The T-Mac situation is a wait-game. The longer the wait, the lower his trade value would be. If the Magic gets a high pick and picked up some good talents that help them win games; if they can convinced, with their newly added talents as selling points, TMac that there's a future in Orlando, TMac may stay afterall. But if the Magic failed to land one impact player in the summer, if the team keeps losing the way they did, then TMac is gone.

I think the rumored Joe Johnson, Shawn Marion, a first-round pick for TMac is indeed a win-win. The Suns lost a little depth while adding a premier talent. The backcourt of Barboso-TMac is indeed scary, not to mention the Suns may still have some cap room to add a talented guard like Steve Nash.

For the Magic, they get good core players who need time to develop (Johnson, the first pick). None of them may never approach TMac's status but they all have potential to become solid second, third-fiddles on a championship team.

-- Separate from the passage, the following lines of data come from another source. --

PR #1039, opened 2022-01-21
Add support to ignore pre-releases

### LINKED ISSUE #579: What's changed since latest **public**
Now the list of changes is formed from all PRs merged since the last release, no matter whether it's a pre-release or public release.
It may be useful to compile a list of changes since latest **public** release. To keep track of all items that are going to be publicly released.

```yaml
...

use-latest-public: true # defaults to false

categories:
  - title: '🚀 Features'
...
```

chrgernoe:
Fixes #579.

I need this feature for another project and therefore implemented the solution as proposed in the issue. Because this is my first time I contribute to the project and I'm new to JavaScript, I need a bit guidance. I also would like to implement a test but I'm a bit lost what the best strategy is and how this framework works.


jetersen:
@chrgernoe could you try and use `yarn install` to install `node_modules` and `yarn prettier && yarn lint --fix && yarn build` to build the dist/index.js ?

lib/releases.js
```diff
@@ -45,6 +48,12 @@ const findReleases = async ({ ref, context, config }) => {
     log({ context, message: `No draft release found` })
   }
 
+  if (preRelease) {
+    log({ context, message: `Pre-release: ${preRelease.tag_name}` })
+  } else {
+    log({ context, message: `No pre-release found` })
+  }
```
jetersen, line 55: This should not log if `use-latest-public` is true?

jetersen:
I think you would need to add an test inside `index.test.js` where payload fixture only has prereleases and one with a mix of prerelease and releases. Than test the combination of `use-latest-public`

chrgernoe:
> @chrgernoe could you try and use `yarn install` to install `node_modules` and `yarn prettier && yarn lint --fix && yarn build` to build the dist/index.js ?

Yes, I already did this but didn't checked it in since it was just a draft. I will do this as soon the PR is ready.

chrgernoe:
> I think you would need to add an test inside `index.test.js` where payload fixture only has prereleases and one with a mix of prerelease and releases. Than test the combination of `use-latest-public`

OK. Thanks for the hint. I will try to implement this and also extend the doc.

chrgernoe:
What is the best way to generate a new GraphQL file for the following sequence, which I need for testing the new feature:

* Release 1
* PR1
* PR2
* Pre-Release 2
* PR3
* PR4
* Release 2

Currently there is only a GraphQL file for `PR1 ... PR4` available.

ssbarnea:
I someone will have time to revive this because that is currently an annoying problem with release drafter as every time we decide to create a pre-release we endup with incomplete release notes for the follow-up release, requiring us to do a lot of copy/paste to restore the full changelog.

As stated in the title, any pre-release should not be counted when building the changelog.

jetersen:
I know @blast-hardcheese and I had a discussion for rendering everything for a prerelease since the last actual release.

blast-hardcheese (approved):
This looks like it would work, the logic looks correct and what I would have expected in an implementation. Thanks for fixing this!

chrgernoe:
@jetersen: The test is still open because of the question I asked above but unfortunately received no answer.

jetersen:
Should be able to look at existing tests and copy one of the fixtures and add a prerelease.
Another option is to prepare one of the test repos with a case and add it to the fixture generator.

One of the reasons to no answer is driving pull request over the finish line requires a village 😅
Sometimes my focus is elsewhere. Right now it is on V6 of release drafter

PR #1049, opened 2022-02-01
Expand vars in tag and name inputs

### LINKED ISSUE #1048: $RESOLVED_VERSION not expanded when set via action input
Using the `name` input:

I think the trade-talk will get serious once the FA period begins, even more if the Magic failed to land at least one player who can contribute immediately after first 30 ~ 45-day of free agency.


----------



## Arclite (Nov 2, 2002)

Everything depends on T-Mac. If they know they're going to lose him, better to lose him for an all-star small forward and a mid-lotto pick than nothing. The question is if Phoenix will be willing to give up Johnson as well, because another team might come up with a better offer than Marion and a #1..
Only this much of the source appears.